Records from a collection
- - - -

PR #84, opened 2019-07-26
Fix #713 Sheet: Filtering and dynamic columns not working together

blutorange:
# Changes 

This should fix issue #713. I made the following changes:

* I added some clarification to the tag documentation for the `sortBy` attribute of the sheet. It specifies the property by which the sheet should be sorted initially. 
* `origSortBy` used to store the original value expression for resetting the sort. The part of the code where this is set was commented out, so it does not seem to have had any effect. I changed it `currentSortBy`, which now saves the ID of the column by which the sheet is currently sorted. The attribute `sortBy` is never modified, so there is no need to reset it.
* I also tested this commit with `movableCols` set to `true`. When the sheet is sorted by say the 3rd column, and the user moves the 2nd column to the right, the 3rd column is not at index 2. The sheet still shows the 3rd column as the sorted column. But this does not work in the current version of PF extensions either, so this is a different isues/ticket.
* When resetting the sheet, `currentSortBy` is simply reset to `null`. As mentioned above, storing the old value `origSortBy` was commented out. Was this intentional? I think this would remove any sorting when the sheet is reset. In case that was intentional, you should add the following line to `Sheet#resetSort` to remove any sorting on reset:

```java
getStateHelper().put(PropertyKeys.sortBy.name(), null);
```

To determine by which column to sort, I changed the code as follows:

1. Check if a valid column ID was stored in `currentSortBy`. If so, sort by that.
1. Otherwise, check if the `sortBy` expression evaluates to a valid ID of a column. If so, sort by that.
1. Otherwise, check if the literal value expression stored in the `sortBy` attribute matches the value expression of a sheet column. If so, use that.
1. Otherwise, if the `sortBy` attribute of the sheet is a value expression, sort the sheet data by that property (even when no column specifies a `sortBy` attribute)

The last two cases are there to ensure compatibility with xhtml code for previous versions. In case you do not require this compatibility, the code could be simplified a bit.

I think this is easier to understand by giving a few examples of how it works now.

This still works:

```xml
<pe:sheet id="sheet" value="#{sheetController.assets}" var="row" 
    sortBy="#{row.assetId}" sortOrder="ascending" >
    <pe:sheetcolumn sortBy="#{row.assetId}"  />
    <pe:sheetcolumn sortBy="#{row.assetType}"  />
</pe:sheet>
```

but you can now also write:

```xml
<pe:sheet id="sheet" value="#{sheetController.assets}" var="row" 
    sortBy="assertId" sortOrder="ascending" >
    <pe:sheetcolumn id="assetId" sortBy="#{row.assetId}"  />
    <pe:sheetcolumn id="assetType" sortBy="#{row.assetType}"  />
</pe:sheet>
```

The latter way is the only way to make it work for dynamic columns (sort by the 3rd column initially):

```xml
<pe:sheet id="sheet" value="#{sheetDynamicController.sheetRows}" var="row"
    sortBy="col2" sortOrder="ascending">
    <c:forEach items="#{sheetDynamicController.hoursOfDay}" var="hourOfDay" 
        varStatus="status">
        <pe:sheetcolumn id="col#{status.index}" sortBy="#{row.cells[status.index].value}" />
    /c:forEach>
</pe:sheet>
```

And in the above example, the user can also click on any column and it sorts by that column, which fixes issue #713:

image

Finally, you can also omit the `sortBy` attribute on sheet column and only specify `sortBy` on the sheet, which just performs some initial sorting of the data:

```xml
<pe:sheet id="sheet" value="#{sheetAjaxController.assets}"
    sortBy="#{row.assetId}" sortOrder="ascending">
	<pe:sheetcolumn headerText="Id (readOnly)" value="#{row.assetId}" />
	<pe:sheetcolumn headerText="Type (readOnly)" value="#{row.assetType}" />
	<pe:sheetcolumn headerText="Platform (readOnly)" value="#{row.platform}" />
	<pe:sheetcolumn headerText="Arch (readOnly)" value="#{row.platformArch}" />
	<pe:sheetcolumn headerText="Editable" value="#{row.value1}" colType="numeric"/>
</pe:sheet>
```

### DIFF
--- a/src/main/java/org/primefaces/extensions/component/sheet/Sheet.java
+++ b/src/main/java/org/primefaces/extensions/component/sheet/Sheet.java
@@ -230,7 +230,7 @@ public class Sheet extends SheetBase {
      */
     public void resetSort() {
         // Set to null to restore initial sort order specified by sortBy
-        getStateHelper().put(PropertyKeys.currentSortBy, null);
+        getStateHelper().put(PropertyKeys.currentSortBy.name(), null);
 
         final String origSortOrder = (String) getStateHelper().get(PropertyKeys.origSortOrder);
         if (origSortOrder != null) {
--- a/src/main/java/org/primefaces/extensions/component/sheet/Sheet.java
+++ b/src/main/java/org/primefaces/extensions/component/sheet/Sheet.java
@@ -229,9 +229,8 @@ public class Sheet extends SheetBase {
      * Resets the sorting to the originally specified values (if any)
      */
     public void resetSort() {
-        final ValueExpression origSortBy = (ValueExpression) getStateHelper().get(PropertyKeys.origSortBy);
-        // Set sort by even if null to restore to initial sort order.
-        setSortByValueExpression(origSortBy);
+        // Set to null to restore initial sort order specified by sortBy
+        getStateHelper().put(PropertyKeys.currentSortBy, null);
 
         final String origSortOrder = (String) getStateHelper().get(PropertyKeys.origSortOrder);
         if (origSortOrder != null) {
@@ -262,7 +261,8 @@ public class Sheet extends SheetBase {
     /**
      * Updates a submitted value.
      *
-     * @param row
+     * @param context
+     * @param rowKey
      * @param col
      * @param value
      */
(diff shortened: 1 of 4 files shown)


melloware (approved):
Great PR!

- - - -

### The problem
Would you filter the records and copy out each line containing "with"?

### Result of this task
* I also tested this commit with `movableCols` set to `true`. When the sheet is sorted by say the 3rd column, and the user moves the 2nd column to the right, the 3rd column is not at index 2. The sheet still shows the 3rd column as the sorted column. But this does not work in the current version of PF extensions either, so this is a different isues/ticket.
The last two cases are there to ensure compatibility with xhtml code for previous versions. In case you do not require this compatibility, the code could be simplified a bit.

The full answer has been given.